On April 29, 2020

As new volunteers pour in, Vermont’s Medical Reserve Corps awaits marching orders

By Erin Petenko/VTDigger

Gov. Phil Scott made an impassioned plea for Vermonters with medical skills to volunteer to help the state’s health care system: “I am asking every Vermonter to dig deep and find a way to give more in this incredibly challenging time,” he said on March 31.

Just a few weeks later, hundreds of Vermonters have been added to the state’s main organization that handles medical volunteers, according to the Department of Health. About 280 people have joined the Medical Reserve Corps (MRC), compared to their 665 members prior to the start of the crisis. Another 800 await approval via background checks.

“It’s been a tidal wave,” said Derek Pitts, the state coordinator of MRC.

But the state now predicts it has enough surge capacity to handle the peak of Covid-19 cases. And as volunteers of varying backgrounds and training levels join the Corps, local units are in a holding pattern, waiting for hospitals or state officials to direct them to where they’re needed.

Helen Wilson, head of the MRC unit for the Northeast Kingdom, is part of one such unit. The organization has had 62 new people complete the process to join the MRC, including doctors, nurse practitioners and EMTs.

The organization also needs regular people to help with coordinating the MRC response. She learned that when coordinating the local volunteers for the bird flu pandemic and had to set up large immunization centers at schools.

“It’s not just nurses, we need anyone,” she said. “There’s a lot of stuff that needs to be done: Paperwork, getting things set up, getting things knocked down.”

MRC units are not just active during emergencies, she said.

Heather Rigney, head of an MRC unit in the Upper Valley, said the Corps has done a variety of health and non-health-related outreach in the past, including making toiletry kits for people who are homeless and staffing medical tents at road races.

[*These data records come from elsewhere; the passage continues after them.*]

PR #13, opened 2026-05-15
perf: eliminate N+1 metadata queries in vector search (searchL1Vector / searchL0Vector)

yuanrengu:
## Summary

Replace per-row metadata lookups with a single batch query in `searchL1Vector` and `searchL0Vector`.

Previously, after vec0 returned KNN results, each `record_id` was looked up individually via `stmtGetMeta.get(record_id)` — an N+1 pattern that issues up to `topK + buffer` (default 30) separate SQLite round-trips per vector search.

Now, all valid `record_id`s are collected and fetched in one `SELECT ... WHERE record_id IN (?, ...)` query via new `batchGetL1Meta` / `batchGetL0Meta` helpers, then resolved from a `Map` in O(1).

## Changes

- **`batchGetL1Meta(recordIds)`** — new private method, batch-fetches L1 metadata, returns `Map<string, meta>`
- **`batchGetL0Meta(recordIds)`** — new private method, batch-fetches L0 metadata, returns `Map<string, meta>`
- **`searchL1Vector`** — refactored to use batch lookup instead of N individual `stmtGetMeta.get()` calls
- **`searchL0Vector`** — refactored to use batch lookup instead of N individual `stmtL0GetMeta.get()` calls

## Behavior

No functional change. The zero-vector filtering, orphan detection, result ordering, and fault-tolerant behavior are all preserved:

| Aspect | Before | After |
|---|---|---|
| Metadata queries per search | N (up to 30) | 1 |
| Zero-vector filtering | `continue` in loop | `filter` before loop |
| Orphan handling | warn + skip | warn + skip (same) |
| Result ordering | vec0 distance order | vec0 distance order (same) |
| Error handling | catch → empty array | catch → empty Map → empty array (same) |

## Test plan

- [ ] Build passes (`npx tsdown`)
- [ ] Verify vector search returns correct results with existing data
- [ ] Verify orphan detection still logs warnings for records with vectors but no metadata
- [ ] Verify degraded mode (sqlite-vec unavailable) still returns empty results gracefully

### DIFF
--- a/src/core/store/sqlite.ts
+++ b/src/core/store/sqlite.ts
@@ -1140,32 +1140,27 @@ export class VectorStore implements IMemoryStore {
 
       if (rows.length === 0) return [];
 
-      const results: VectorSearchResult[] = [];
-
-      for (const { record_id, distance } of rows) {
-        // sqlite-vec returns null distance for zero vectors (cosine undefined when ‖v‖=0).
-        // Skip these — they are placeholder vectors from embedding-service-unavailable fallback.
+      // Filter out null/NaN distances (legacy zero-vector placeholders) first,
+      // then batch-fetch metadata in a single query to avoid N+1 round-trips.
+      const validRows = rows.filter(({ record_id, distance }) => {
         if (distance == null || Number.isNaN(distance)) {
           this.logger?.warn(
             `${TAG} [L1-search] record_id=${record_id} has null/NaN distance (likely zero vector) — skipping`,
           );
-          continue;
+          return false;
         }
+        return true;
+      });
 
-        const meta = this.stmtGetMeta.get(record_id) as
-          | {
-              content: string;
-              type: string;
-              priority: number;
-              scene_name: string;
-              session_key: string;
-              session_id: string;
-              timestamp_str: string;
-              timestamp_start: string;
-              timestamp_end: string;
-              metadata_json: string;
-            }
-          | undefined;
+      if (validRows.length === 0) return [];
+
+      // Batch metadata lookup: single query instead of N individual get() calls
+      const metaMap = this.batchGetL1Meta(validRows.map((r) => r.record_id));
+
+      const results: VectorSearchResult[] = [];
+
+      for (const { record_id, distance } of validRows) {
+        const meta = metaMap.get(record_id);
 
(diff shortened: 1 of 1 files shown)


Maxwell-Code07:
Hi @yuanrengu, thanks for the PR! 👍

The N+1 query optimization in vector search is an interesting area to look at. We'll review the implementation details — including edge cases like empty `recordIds` and SQLite parameter limits — and get back to you shortly.

Thanks for the contribution! 🙏

yuanrengu:
@Maxwell-Code07 Thanks for taking a look! Let me know if any changes are needed.

withRiver:
Thanks for the PR! The idea of batching queries to avoid N+1 is a solid instinct, but in this specific case I don't believe it provides a real benefit. Here's why:

**1. This is embedded SQLite, not a network database**

The PR mentions reducing "round-trips," which is a valid concern for network databases (MySQL, PostgreSQL) where each query incurs network latency. However, we use better-sqlite3's synchronous in-process API — there are no network hops, no connection pool contention. Each `.get()` call is just a C++ binding invocation at the microsecond level.

**2. The original code already uses a pre-compiled prepared statement**

`this.stmtGetMeta` is compiled once at initialization and reused across all searches. Each call is just bind → step → reset with near-zero overhead.

The new batch implementation calls `db.prepare()` with a dynamically constructed SQL string on every search invocation. Since the number of placeholders varies, this means:
- String concatenation to build `IN (?, ?, ..., ?)` each time
- A fresh SQL parse/compile cycle on every call
- Loss of the prepared statement caching advantage

This is strictly worse than reusing a single pre-compiled statement.

**3. The actual scale is tiny**

`topK + buffer` defaults to 15. For local SQLite, 15 primary-key indexed lookups vs. a single `IN (...)` query yields a difference in the low-microsecond range. Internally, SQLite resolves `IN (...)` as individual rowid lookups anyway — there's no fundamental advantage.

---

Appreciate the effort and the clean implementation! If we ever move to a client-server database, this pattern would become highly relevant. For now, the existing approach is already well-optimized for our embedded use case.

yuanrengu:
@withRiver Appreciate the explanation! 🙏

Complicating the response is that many of the existing MRC volunteers are retired or older Vermonters, putting them in the high-risk category that would normally lead people to stay at home, Pitts said.

MRC is far from alone in that problem. Meals on Wheels, another volunteer-heavy organization that delivers meals to older Vermonters, is itself staffed largely by retirees who may need to step down to protect themselves.

As they accept new volunteers, local unit coordinators are considering how their mission could be adapted to fit the needs of the current crisis. Wilson said she’d be interested in seeing what agencies need help, whether that’s with first responders or even Meals on Wheels.

Rigney said while it’s still theoretical at this point, she could envision MRC volunteers being written into surge plans as a resource for the entire community.

“Maybe having MRC representation on your local homeless sheltering team perhaps, so if they ever need medical volunteer support, it’s easier to get a foot in the door,” she said.

One existing plan for MRC usage has not been needed — yet. MRC volunteers are trained to help with “Point of Distribution” plans, when the state needs to administer medicine or a vaccine to large numbers of people. Several local MRCs had training exercises for the possibility just last summer.

MRC can’t help with creating such a distribution center right now, but “if one is created that’s viable, we’ll probably see MRC involved,” Rigney said.

Wilson said in the meantime, they’ve been fielding calls from people with questions about the virus. While she’s been involved in emergency preparedness for a long time, Wilson said this crisis has been an adjustment.

“We were thinking of a hurricane or a flood,” she said. “This one really threw us a curveball.”

But her advice for this pandemic is the same as many other emergencies: Make sure you have a “go bag” in your house with medicine, chargers and other things you’d need if you had to leave quickly.

Rigney said Vermonters tend to think of emergencies in terms of winter weather phenomena. “I think now we’ve learned a lesson,” she said. “And the idea is to not let that stagnate.”

She said Vermonters should know that MRC is still accepting volunteers through its website. The state also has a volunteer portal for medical and non-medical volunteers.

“It’s not just medical people — we love people who have financial or logistics knowledge, translators, we’ve had a few chaplains or clergy,” she said. “It’s a little bit of everybody.”